My very first exposure to the world of Ray Bradbury, and to some degree the world of ‘foreign film,’ was the François Truffaut adaptation of Fahrenheit 451. Being a great lover of books, the idea of a society in which books were not only banned but routinely burnt when found and confiscated simply terrified me.
I also credit Ray Bradbury for, in rather a roundabout sort of way, introducing my impressionable young hormones to the sultry Claire Bloom in The Illustrated Man, which no doubt laid the foundation for my future taste in women, but that’s beside the point.
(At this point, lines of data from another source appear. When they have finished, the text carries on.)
PR #869, opened 2023-06-21
Update ingestion to return status

kroenlein:
# Citrine Python PR

## Description 
This PR updates the [ALPHA] ingest endpoint support, trying to bring consistency to error handling across the various contexts.  It also now correctly returns the ingestion status in failure scenarios (as opposed to JobFailureError), since that is where the actionable feedback resides.

### PR Type:


anoto-moniz (approved):
LGTM

src/citrine/resources/ingestion.py
```diff
@@ -200,6 +217,70 @@ def status(self) -> IngestionStatus:
         return IngestionStatus.build(self.session.get_resource(path=path))
 
 
+class FailedIngestion(Ingestion):
```
StevenKauwe, line 220: I'm not immediately understanding the FailedIngestion class and why it inherits from Ingestion. 😅  Everything looks good and logical, just hoping to get an explanation!

kroenlein: The shapes of the responses under different types of errors are different -- the errors returned when a file upload files are structured differently than when there's a missing ingredient, for example.  

The `FailedIngestion` is essentially written to unify the interfaces so that no matter how your ingest failed, you end up with a consistent object to query.  When you get a failure early in the process, this class makes assumptions how to enrich that to look like the later failures.

PR #873, opened 2023-07-10
PLA-12831: Integer support

sfriedowitz:
# Citrine Python PR

Adds support for integer descriptor, integer range constraint, and integer dimension. Also deprecated `units` on integer descriptor, as they cannot be created on platform.

### PR Type:


docs/source/workflows/generative_design.rst
```diff
@@ -1,4 +1,4 @@
-.. generative_design_execution:
+.. _generative_design:
```
sfriedowitz, line 1: It felt weird that this file was given its own special section outside of the AI Engine documentation, so I am moving it within that heading.

docs/source/data_extraction.rst
```diff
@@ -287,3 +289,43 @@ There are several ways to define columns, depending on the type of the attribute
 * Collections of values
 
  * :class:`~citrine.gemtables.columns.ConcatColumn`: for concatenating the results of a list- or set-valued result, such as is returned by :class:`~citrine.gemtables.variables.IngredientLabelsSetInOutput`
+
+Compatibility with AI Engine
```
sfriedowitz, line 293: @ventura-rivera asked us to write this documentation

tests/informatics/test_dimensions.py
```diff
@@ -12,6 +14,13 @@ def continuous_dimension() -> ContinuousDimension:
     return ContinuousDimension(alpha, lower_bound=3, upper_bound=33)
 
 
+@pytest.fixture
+def integer_dimension() -> IntegerDimension:
```
bfolie, line 18: Is this used anywhere?

src/citrine/informatics/constraints/integer_range_constraint.py
```diff
@@ -0,0 +1,48 @@
...
+    descriptor_key: str
+        the key corresponding to a descriptor
+    lower_bound: int
+        the minimum value in the range
+    upper_bound: int
+        the maximum value in the range
+    lower_inclusive: bool
+        if True, will include the lower bound value in the range (default: true)
+    upper_inclusive: bool
+        if True, will include the max value in the range (default: true)
```
bfolie, line 24: Do we need to expose inclusive options? After all, the integer constraint [a, b] with exclusive bounds can also be written as [a+1, b-1] with inclusive bounds

tests/informatics/test_constraints.py
```diff
@@ -18,6 +18,17 @@ def scalar_range_constraint() -> ScalarRangeConstraint:
     )
 
 
+@pytest.fixture
```
bfolie, line 21: No need to define this as a fixture if it's only used in one test

sfriedowitz: I'm following the pattern used by all other tests in this file.

src/citrine/informatics/constraints/integer_range_constraint.py
sfriedowitz: Hmm, idk why I ever added that in the backend. I think it was already there in mithril. Should probably just remove it.

sfriedowitz: Im just gonna remove from backend and here.

docs/source/data_extraction.rst
```diff
@@ -287,3 +289,43 @@ There are several ways to define columns, depending on the type of the attribute
...
+found on the attribute template referenced by a :ref:`GEM Table variable <variables>`.
+The key of the descriptor is derived from concatenation of the `headers` field of the table variable.
+An exception to this is for the :class:`~citrine.informatics.descriptors.FormulationDescriptor`
+which follows the special rule described below.
+The mappings from variables in a GEM Table to descriptors are as follows:
+
+- :class:`~gemd.entity.bounds.RealBounds` are converted to a :class:`~citrine.informatics.descriptors.RealDescriptor`
+- :class:`~gemd.entity.bounds.IntegerBounds` are converted to an :class:`~citrine.informatics.descriptors.IntegerDescriptor`
+- :class:`~gemd.entity.bounds.CategoricalBounds` are converted to a :class:`~citrine.informatics.descriptors.CategoricalDescriptor`
+- :class:`~gemd.entity.bounds.CompositionBounds` are converted to a :class:`~citrine.informatics.descriptors.ChemicalFormulaDescriptor`
```
ventura-rivera, line 312: if the following statement is true, we should at it to the end of this line:
`or CategoricalDescriptor when the quantity keys are not atomic symbols`

ventura-rivera (changes requested):
Looks great! Just one request on the docs.

docs/source/data_extraction.rst
sfriedowitz: That is not how it works, though. A `CompositionBounds` always produces a `ChemicalFormulaDescriptor`.

In order for a `NominalComposition` to work with a `CategoricalDescriptor` in the AIE, you'd have to pair it with a `CategoriclaBounds`. Is that even possible?

tests/informatics/test_constraints.py
bfolie: It's a bad pattern because it splits the test logic into two places without providing any reproducibility benefits.

Looking at the history, when this file was first created each fixture was used for multiple tests. But that's no longer the case (except for the ingredient ratio constraint)

sfriedowitz: Sure, its probably a bad pattern. But i'd rather maintain style consistency with the rest of the file

docs/source/data_extraction.rst
sfriedowitz: It looks like a `NominalComposition` actually cant be used with a `CategoricalBounds`, meaning these mappings won't work in practice. Looks like I'll have to remove the option to treat a `NominalComposition` as a categorical in cases where the keys _are not_ valid atomic symbols.

ventura-rivera: I am not sure how it works, but the thing that confuses me about how this works is this part a little further down:
```
- :class:`~citrine.informatics.descriptors.CategoricalDescriptor`: values of type :class:`~gemd.entity.NominalCategorical` and :class:`~gemd.entity.DiscreteCategorical`,
  or values of type :class:`~gemd.entity.NominalComposition` when the quantity keys are **not** atomic symbols
- :class:`~citrine.informatics.descriptors.ChemicalFormulaDescriptor`: values of type :class:`~gemd.entity.EmpiricalFormula`,
  or values of type :class:`~gemd.entity.NominalComposition` when **all** quantity keys are valid atomic symbols
```

It says that NominalComposition can be compatible with CategoricalDescriptor or ChemicalFormulaDescriptor depending on quantity keys being atomic symbols.

ventura-rivera: ok I gotcha 👌

sfriedowitz: Yep, sorry about that. I'll update the docs here too.

The logic will be that a `NominalComposition` can only be used if the keys are all valid atomic symbols.

ventura-rivera: Great thanks for documenting that! Just want to acknowledge, we have had customers want to use a NominalComposition value as a RealDescriptor, but that can be a feature request for the future 🙂

sfriedowitz: > we have had customers want to use a NominalComposition value as a RealDescriptor

How would this be possible? I don't see a clear way in which we treat that value type as a real number?

ventura-rivera: Nominal Compositions are mappings of component to quantity. When a user constructs a gemtable, they can use a `ComponentQuantityColumn` with the component name as the column name, and the quantity of that component for the given attribute will be filled into the cell values

sfriedowitz: I see, that's a bit trickier one, as we'd have to generate a set of real descriptors per value, I guess.

bfolie (approved):

ventura-rivera (approved):
thanks for the change! lgtm!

I’d always been a fairly voracious reader of horror and the macabre, filling my head with HP Lovecraft, Edgar Allan Poe, Shirley Jackson and half a dozen others, but the realm of science fiction and fantasy was, with the exception of Edgar Rice Burroughs, dominated almost exclusively by Ray Bradbury. Combine that with Douglas Adams and Terry Patchett, amongst others, and you can likely imagine the way my mind tends to work, or doesn’t work, or whatever.
Though Dandelion Wine and Fahrenheit 451 are rightly often cited as the favourites of many Bradbury fans, I would say that Something Wicked This Way Comes left a far more lasting mark on me as truly one of the most well-crafted novels I’ve ever read, and one I still revisit from time to time.
I believe that, tonight, as midnight settles in, I will once again return to Green Town and to Cooger & Dark’s Pandemonium Shadow Show and wish Mr Bradbury a fond farewell and bright blessings as he travels through ‘That country where the hills are fog and the rivers are mist.’
Ray Bradbury, 22 August, 1920 – 5 June, 2012.